(Material for this task Opens)

Issue #589, opened 2023-06-02
dnf5 repoquery --location option


praiskup:
There used to be `--qf %location` possibility, but seems removed now even in the recent DNF4.
So we migrate prunerepo project to `--location`.

Neither of those options are in DNF5, and we'll need it.

kontura:
DNF5 we definitely support both `--location` and queryformat `location` tag.
But yea it is still in the works, also tracked here: https://github.com/rpm-software-management/dnf5/issues/122

praiskup:
```
08:02:47 ~$ rpm -q dnf5 dnf5-plugins
dnf5-5.0.13-20230605010115.16.g632dd459.fc38.x86_64
dnf5-plugins-5.0.13-20230605010115.16.g632dd459.fc38.x86_64
08:02:52 ~$ dnf5 repoquery --location
Unknown argument "--location" for command "repoquery". Add "--help" for more information about the arguments.
```
Did you want to write `s/we definitely support/we definitely plan to support/`? :-) I'm just confused.

kontura:
oh sorry, yes. It was supposed to be: `s/we/will/`.

Issue #497, opened 2023-04-27
dnf download `--url`


j-mracek:
Additional resources:

DNF4 implementation - https://github.com/rpm-software-management/dnf-plugins-core/blob/master/plugins/download.py (between lines 112 and 125)

Requirements:
Each package will be represented only by one url

Problems or recommendations:
RPM location could contain the whole url (then don't merge it with url of mirror)
Skip mirrors with unsupported protocols by Curl (rsync).
Metalinks and mirrorlists should be taken as primary source for urls - DNF5 use that approach also.

Bavuett:
Hi, @j-mracek. I've worked on the issue but I'm encountering some difficulties. After reading the code in the [`download.cpp`](https://github.com/rpm-software-management/dnf5/blob/main/dnf5/commands/download/download.cpp) file I figured out that I needed to print a combination of the values returned by the `get_baseurl()` and the `get_location()` functions. However, I've noticed that with the packages I tried (`code` and `python`) the base location is not included in their `repomd.xml` file which, as I understood from the code base, the function uses to get the URL.

As a draft, I'm currently printing the repo's mirrors along with the location that `get_location()` returns. This does the job with packages such as `python` which specify different mirrors for their repos and the URLs are correct too, but this doesn't work with other packages such as `code`.

Am I missing something? What should I change in [my code](https://github.com/Bavuett/dnf5/commit/0fe50a8c576f6ca796626ed0766cd938b4e26090)?

j-mracek:
I updated the issue description with some additional information. Please ping me, if I forget to describe something.

I checked your code and I think it will generate all possible urls for each package. Usually users use the feature to download packages using a different downloaded, therefore they need only one url per package. If there will be more urls per package they will have a difficulty to known what is an alternative and what is a different package.

kontura:
@Bavuett are you still working on this?
The same functionality (`pkg->get_remote_location()`) is also needed for `repoquery --location` (https://github.com/rpm-software-management/dnf5/issues/589) so I was wondering what is the status.

kontura:
PR: https://github.com/rpm-software-management/dnf5/pull/664 add `get_remote_locations(...)` to `libdnf5::rpm::package`, this should be useful for this.

derickdiaz:
In dnf4, I'm I correct to believe it is only returning the first url that matches the schema supplied? I've attached the link where the code lives. 

[...]

Issue #366, opened 2023-03-16
Package object should implement remote_location()


bcl:
In libdnf4 the package object method `.remote_location()` returned the remote url where the package could be downloaded from. This is a core part of how osbuild works, so it would be very useful if libdnf5 could provide the same information.

I have worked around it temporarily in this code:
https://github.com/osbuild/osbuild-composer/pull/3332/commits/d6f4f66a5214249a8e342fc04d1cf26664dd1580

but note that this doesn't provide the final resolved url, it provides the intermediate url pointing to the mirror url used to setup the repo.

gotmax23:
This is also a blocker for [fedrq#20](https://todo.sr.ht/~gotmax23/fedrq/20).

For the record, here is dnf4's implemention:

https://github.com/rpm-software-management/dnf/blob/110c40194f23d9587b02dd221e0162332f66793c/dnf/package.py#L292-L303

https://github.com/rpm-software-management/dnf/blob/110c40194f23d9587b02dd221e0162332f66793c/dnf/repo.py#L636-L659

kontura:
PR: https://github.com/rpm-software-management/dnf5/pull/664

kontura:
We have added `get_remote_locations()` it returns a vector of urls.

PR #664, opened 2023-06-26
repoquery: add `--disable-modular-filtering` and `--location`

kontura:
For: https://github.com/rpm-software-management/dnf5/issues/589
For: https://github.com/rpm-software-management/dnf5/issues/366
It should also be used for: https://github.com/rpm-software-management/dnf5/issues/497

Unlike the dnf4 version the package now returns a `std::vector` of all its remote locations.
It also takes into account pkg baseurl (if there is one) which should ensure that the returned location is always the same one which dnf (librepo) would attempt to download first.

Tests update: https://github.com/rpm-software-management/ci-dnf-stack/pull/1328

### DIFF
--- a/libdnf5/rpm/package.cpp
+++ b/libdnf5/rpm/package.cpp
@@ -33,6 +33,7 @@ along with libdnf.  If not, see <https://www.gnu.org/licenses/>.
 
 #include <fcntl.h>
 #include <librepo/checksum.h>
+#include <librepo/util.h>
 #include <unistd.h>
 
 #include <filesystem>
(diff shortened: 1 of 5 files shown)


libdnf5/rpm/package.cpp
```diff
@@ -300,6 +301,58 @@ std::string Package::get_location() const {
...
+    }
+
+    auto location = get_location();
+    if (location.find("://") != std::string::npos) {
+        return {location};
+    }
+
+    std::vector<std::string> remote_locations;
+
+    auto pkg_baseurl = get_baseurl();
```
j-mracek, line 320: I am not sure why we test exclusively `get_baseurl();` and then `auto repo_baseurls = get_repo()->get_baseurls();`.

May I ask you for explanation?

Idditionally I think that the order is not perfect one. I would recommend to add first mirrors (from metalinks, mirrorlist) and the last add baseurls.

There is a problem in librepo with order of alternatives. We are unable to handle together baseurls and mirrorlists/metalinks. When baseurl is set it use only baseurl. I think `baseurl` should be used as a last option not the first one to split downloads to multiple providers.

kontura: There are actually two baseurls:
- repo baseurl, configured in repo file. This is the base url for the whole repo (alternative repo source). You are correct about librepo I will switch the order of the loops.
- second is package baseurl, this can theoretically be different for each package. It looks like:
```xml
<package type="rpm">
  <name>CQRlib</name>
  <arch>src</arch>
  <version epoch="0" ver="1.1.1" rel="4.fc29"/>
  <checksum type="sha256" pkgid="YES">36eb2f6e63d3df64e61b14e570d35997a0f9357414ac1f6a637c48b971f968e5</checksum>
  <summary>ANSI C API for quaternion arithmetic and rotation</summary>
  <description>CQRlib is an ANSI C implementation of a utility library for quaternion
arithmetic and quaternion rotation math.</description>
  <url>http://cqrlib.sourceforge.net/</url>
  <size package="7780" installed="1628" archive="1888"/>
  <location xml:base="http://localhost:43223" href="src/CQRlib-1.1.1-4.fc29.src.rpm"/>    <-----------
  <format>
    <rpm:license>LGPLv2+</rpm:license>
    <rpm:vendor>Fedora Project</rpm:vendor>
    <rpm:group>System Environment/Libraries</rpm:group>
    <rpm:buildhost>77a43894e301</rpm:buildhost>
    <rpm:sourcerpm></rpm:sourcerpm>
    <rpm:header-range start="4504" end="6850"/>
    <rpm:provides>
      <rpm:entry name="CQRlib" flags="EQ" epoch="0" ver="1.1.1" rel="4.fc29"/>
    </rpm:provides>
  </format>
</package>
```

I was thinking that if a repo says the package is elsewhere it probably doesn't make sense to try to find it in the repo location. Therefore there is a separate check for package baseurl and if present it returns only the one location.

kontura:
Rebased to resolve a conflict.

include/libdnf5/repo/repo.hpp
```diff
@@ -327,6 +327,10 @@ class Repo {
     // @replaces libdnf:repo/Repo.hpp:method:Repo.getMirrors()
     std::vector<std::string> get_mirrors() const;
 
+    /// Returns baseurls of repository
+    /// @return A vector of baseurls
+    std::vector<std::string> get_baseurls() const { return config.get_baseurl_option().get_value(); };
```
j-mracek, line 332: I am curios whether we need that. If I am not mistaken we already has several option like that, but do we want to make the same pattern for all configuration?

On the other hand it is not wrong and it might  be useful if the option is called often.

kontura: It is not needed, I have dropped it.
We can always add it later if we want.

j-mracek:
LGTM

PR #676, opened 2023-06-28
nevra: Fix evrcpm to work with empty epoch

m-blaha:
The evrcmp template function can work also with Nevra objects which can
have empty epoch. Comparing such object to another object with epoch=0
produces incorrect results.


jan-kolarik (approved):
LGTM

PR #679, opened 2023-06-28
repoquery: update and unify repoquery manpage

kontura:

It also fixes a typo in userinstalled option description.

### DIFF
--- a/doc/commands/repoquery.8.rst
+++ b/doc/commands/repoquery.8.rst
@@ -40,69 +40,231 @@ Options
 =======
 
 ``--advisories=ADVISORY_NAME,...``
-    | Consider only content contained in advisories with specified name.
+    | Limit to packages in advisories with specified name.
     | This is a list option.
     | Expected values are advisory IDs, e.g. `FEDORA-2201-123`.
 
 ``--advisory-severities=ADVISORY_SEVERITY,...``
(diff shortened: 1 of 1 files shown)


dnf5/commands/repoquery/repoquery.cpp
```diff
@@ -271,7 +271,7 @@ void RepoqueryCommand::set_argument_parser() {
     recent = std::make_unique<libdnf5::cli::session::BoolOption>(
         *this, "recent", '\0', "Limit to only recently changed packages.", false);
     installonly = std::make_unique<libdnf5::cli::session::BoolOption>(
-        *this, "installonly", '\0', "Limit to installed installonly packages.", false);
```
m-blaha, line 274: I think that's not a typo, but on purpose to emphasize that only `installed` packages are considered.

kontura: I see, you are correct. I will drop the commit.
Do you have any idea why is that? The filter would make sense to me also on available packages. Plus it can be combined with `--installed`.

m-blaha: I think the filter was implemented according to dnf4 version which behaves the same.
But you are right I guess.

j-mracek:
LGTM

PR #680, opened 2023-06-29
Prevent repositories from being loading multiple times

### LINKED ISSUE #439: Disallow loading repositories multiple times
This is a follow-up to #412 where the issue regarding [`libdnf::repo::RepoSack::update_and_load_enabled_repos()`](https://github.com/rpm-software-management/dnf5/blob/ce88399e3da1fcc6d555fefadc9037628674a325/include/libdnf/repo/repo_sack.hpp#L110) was discovered. When calling this function multiple times then the same packages with different solver ids are loaded into sack, which is undesirable.

softwaresale:
- Make some methods private (as specified in the issue)
- Add static flag to `RepoSack::update_and_load_enabled_repos` to ensure that it cannot be called more than once.

Fixes #439


libdnf5/repo/repo_sack.cpp
```diff
@@ -468,6 +468,12 @@ void RepoSack::update_and_load_repos(libdnf5::repo::RepoQuery & repos, bool impo
 
 
 void RepoSack::update_and_load_enabled_repos(bool load_system) {
+    static bool called = false;
```
softwaresale, line 471: This might be a coarse way of solving this. I also considered adding a flag on the class, but I wasn't sure if repositories can only be loaded once per program invocation, or only once for this given `RepoSack` instance. This can definitely be changed

jan-kolarik:
@softwaresale Thank you for your PR. However, the situation regarding the user workflows appears to be unclear and requires further discussion. Since it's currently vacation time, I guess that we will have more information in about 3 weeks.

jan-kolarik:
I am bringing some new info regarding this PR.

We want to keep only one way for common API users to load repositories, otherwise it will cause problems related to solver, modular filtering etc.

Therefore the only official way should be the `update_and_load_enabled_repos` method. It should be guarded to be run at most once in its instance. Please change the current guard to class member and also use the `libdnf_user_assert` macro which allows the bindings users to handle this exception when using the API.

The other `update_and_load_repos` method should be marked as experimental, f.e. with @warning tag, because we cannot remove / deprecate it yet as we still have a few tests / 3rd party use cases that need it.

Also we want to add a per-repo loading guard to avoid loading same repo instances multiple times when f.e. called using the experimental API. This could be done by adding the guard into the `Repo::load()` method, so it will check if it was already called for a given repo instance and eventually immediately return.

If you want any further info or you don't have capacity to work on this anymore, please let me know. You can add the mentioned additional functionalities as new commits to have the individual changes separated and documented in the git.

softwaresale:
I believe I made the appropriate changes, but please correct me if I'm wrong. I read [in a comment](https://github.com/rpm-software-management/dnf5/issues/439#issuecomment-1547665152) that I should make `Repo::load` private. However, that is causing a compilation error. Guidance on this?

Also, I have not added any unit tests. Would you like me to write something?

include/libdnf5/repo/repo.hpp
```diff
@@ -385,6 +372,21 @@ class Repo {
     std::unique_ptr<SolvRepo> solv_repo;
 
     WeakPtrGuard<Repo, false> data_guard;
+
+    bool loaded{false};
```
jan-kolarik, line 376: Please move this member together with other privates, f.e. right below `bool expired{false};`

include/libdnf5/repo/repo.hpp
```diff
@@ -385,6 +372,21 @@ class Repo {
...
+    void download_metadata(const std::string & destdir);
+
+    /// Loads the repository objects into sacks.
+    ///
+    /// Also writes the libsolv's solv/solvx cache files.
+    void load();
+
+    /// Append a rpm database into the system repository. The type of the repo must be Type::SYSTEM.
+    // TODO(jrohel) this will add packages with conflicting rpmdb ids, which will break some operations
+    void load_extra_system_repo(const std::string & rootdir);
```
jan-kolarik, line 389: Please rebase your branch against current `main` state. These three methods: `download_metadata()`, `load()` and `load_extra_system_repo()` are already marked as deprecated or not API, so we don't have to do anything there. As we have already moved to stable API we cannot easily just drop public methods.

include/libdnf5/repo/repo_sack.hpp
```diff
@@ -165,6 +165,7 @@ class RepoSack : public sack::Sack<Repo> {
 
     repo::Repo * system_repo{nullptr};
     repo::Repo * cmdline_repo{nullptr};
+    bool repos_updated_and_loaded{false};
```
jan-kolarik, line 168: OK, just in this file also please mark the `update_and_load_repos` method as experimental, using f.e. the @warning tag as described in my https://github.com/rpm-software-management/dnf5/pull/680#issuecomment-1665187488.

jan-kolarik:
> Also, I have not added any unit tests. Would you like me to write something?

It would be nice if we add at least testing of the `update_and_load_enabled_repos`. Check that calling it for second time causes the exception. The proper place should be `test/libdnf5/repo/test_repo.cpp`. If you don't feel adding the test there, I can do it afterwards, no problem...

softwaresale:
I rebased on my _own_ `main` and not `upstream` main. Whoops. The project _should_ build now...

Also, I misread your comment. I'll fix that test commit.

jan-kolarik (approved):
LGTM, thank you very much for your contribution!

test/libdnf5/repo/test_repo.cpp
```diff
@@ -138,3 +138,54 @@ void RepoTest::test_load_repo_nonexistent() {
     repos.filter_id(repoid);
     CPPUNIT_ASSERT_THROW(repo_sack->update_and_load_repos(repos), libdnf5::repo::RepoDownloadError);
 }
+
+void RepoTest::test_load_repo_twice() {
```
jan-kolarik, line 142: Just last request to change from me. We can drop this test. Unfortunately, AFAIK we cannot easily test through API that the given repo is already loaded. The current test is checking some counters for loading metadata, but these are skipped anyway even when calling repo->load() multiple times. So better just delete this test and keep only the `test_update_and_load_enabled_repos_twice_fails` here.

(Material for this task Closes)

Problem requirements: Go through the records above. Copy each line in which the string "sense" appears.

Answer to this exercise:
I was thinking that if a repo says the package is elsewhere it probably doesn't make sense to try to find it in the repo location. Therefore there is a separate check for package baseurl and if present it returns only the one location.
Do you have any idea why is that? The filter would make sense to me also on available packages. Plus it can be combined with `--installed`.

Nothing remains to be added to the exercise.